Qual a diferença entre o artesão e o artista? Quando alguém
é considerado Mestre? Há um significado especial nesta palavra. O Mestre não é
apenas um professor, mas, na hierarquia do saber conseguido, um grau elevado em
seu mister. Mister de mistério, de segredos do ofício... Categorias que
remontam à época medieval, ressignificadas e discutidas ainda nos dias de hoje.
Sobretudo na forma de um trabalho artesanal que teve continuidade na tradição
popular.
Para quem se interessa por este assunto, recomendo o livro
de Antonio Santoni Rugiu “Nostalgia do Mestre Artesão” (Campinas, SP:
Editora Autores Associados, 1998).
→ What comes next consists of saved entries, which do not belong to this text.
PR #1638, opened 2026-05-12
Fix junk characters appearing in snippet expansions

### LINKED ISSUE #751: Junk characters in snippet expansion text
I have a problem with a somewhat evil snippet which looks like this:

```python
snippet "rlink(?:\s+\#([-\w]+)?)?\s+(\S+)(?:\s+(.*))?" "save an external reflink" r
[${1:`!p snip.rv = reg_or(snip.v.text, reg_or(match.group(3), 'LINK_TEXT'))`}][`!p
id = reg_or(match.group(1), t[1], filtr=html_id)
url = reg_or(match.group(2), '!!!URL-MISSING!!!')
title = reg_or(match.group(3), "")
reflinks = vim.bindeval('b:reflink_dict')
if not reflinks.has_key(id):
	reflinks[id] = '[{0}]: {1} "{2}"'.format(id, url, title)
snip.rv = id
`]$0
endsnippet
```

The idea is that you type a trigger like `rlink #id http://example.com The link title<tab>`
and get the trigger replaced with a snippet for a Markdown link reference:
`[{LINK_TEXT}][ID]` at the same time as a suitable link definition is saved to a buffer local dict variable, to be later written out elsewhere in the document with the help of another snippet. The `LINK_TEXT` defaults to the visually selected text if any, or else to the link title, while the id defaults to the link text reformatted into a valid id. Any of the 'arguments' in the trigger can be the name of a Vim register like `@+`, in which case they will be expanded to the content of that register (this is very handy when you have copied an URL in the web browser! :-)  The `html_id()` function is just some `regex.sub()` calls which massage the argument into a valid HTML id string. The `reg_or()` function lives in a module in `~/.vim/pythonx/` and looks like this:

```python
def reg_or(text,default,filtr=None):
    """
    -   If ``text`` looks like a Vim register name in ``@x`` notation 
            replace it with the content of that register.
    -   If ``text`` or the register is empty return ``default``.
    -   If ``filtr`` is a callable filter ``text`` through it, otherwise return
            ``text`` as is.

    This is useful when ``text`` is the content of a match group, avoiding to
    litter lots of snippets with the checking/replacing/filtering code.
    """
    if text is None:
        text = default
    if reg_name_re.match(text):
        text = vim.eval(text)
    if not len(text):
        text = default
    if callable(filtr):
        return filtr(text)
    else:
        return text
```

This works perfectly most of the time, but sometimes (especially, perhaps only, when there was a visual selection) I get junk characters before the expanded text like `v3G15|o3G2|o[the foo command][the_foo_command]`. On the face of it those characters are entirely unrelated to anything in the input -- come to think of it they look like normal mode commands. I don't know if this is because of something stupid I'm doing, a bug in UltiSnips or something in between, but I thought I should bring it to your attention at least to hopefully get an explanation what's going on. And in case you wonder, this madness saves lots of time, and keystrokes, for me when converting vanilla plaintext into Markdown. :-)

SirVer:
Fix junk characters appearing in snippet expansions (#751)

Issue #751 had two confirmed mechanisms that both produced the same kind of leaked move-command bytes in the buffer:

1. **`post_jump` action calls a typeahead-consuming Vim function** (e.g. `vim.command('call input("pause")')`). `input()` swallows the leading `<Esc>` of the queued move command and the rest (`a`, or `v3G10|o3G4|o<C-g>` for visual selections) is then processed in the original insert mode and typed as literal text. This is Maelan's minimal repro (2018).

2. **`post_jump` action calls `snip.expand_anon(...)` whose first tabstop is defaulted.** The outer jump's mode-entry uses `:startinsert`, which is scheduled — only effective after the current `:call` returns. The inner jump's `select()` then queues `v…|o…|o<C-g>` for the visual+select transition. When `:call` ends, `:startinsert` flips the mode to insert *before* vim processes the typeahead, so the visual-mode keys land in insert mode and end up as literal buffer text. This is the shape of nihlaeth's 2017 report.

bpj's original 2016 report (regex-trigger snippet with `vim.bindeval`) was not reproducible on master even before this fix — likely incidentally addressed by later changes.

Changes:

- `vim_helper.select()` now positions the cursor synchronously and *returns* the move command instead of feeding it. Two fast paths are added: (a) empty tabstop in insert mode — only the undo break is needed; (b) leaving select/visual mode is done synchronously via `\<C-\>\<C-N>` so a queued `<Esc>` can no longer be swallowed.
- `_jump()` is responsible for feeding the move command. It runs `do_post_jump` inside `_action_context()` so a nested `snip.expand_anon` is recorded in `_snip_expanded_in_action`, and skips feeding the outer move command when the flag is set — the inner jump already queued the correct mode-entry keys.

Regression tests in `test/test_PostJumpJunk.py` cover both mechanisms.

Fixes #751.


SirVer:
The test failures are unrelated; likely we rely on ordering of a set() somewhere. I'll investigate in a followup.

O artesanato que, historicamente, acabou por
sucumbir sob o domínio da manufatura e da produção industrial generalizada, ainda
sobrevive e exerce seu fascínio na simbologia de que se impregnam suas formas
exteriores, memo despidas de seu conteúdo originário.
De certa forma abordei esse tema num trabalho meu “Carrancas
do sertão: signos de ontem e de hoje” (Petrolina: SESC, 2006), focado no artesanato
das carrancas, originariamente nas proas das barcas do rio São Francisco e sua
evolução até o modelo das “carrancas vampiro”, esculpidas em série, completamente
diferentes das que lhe deram origem e justificativa.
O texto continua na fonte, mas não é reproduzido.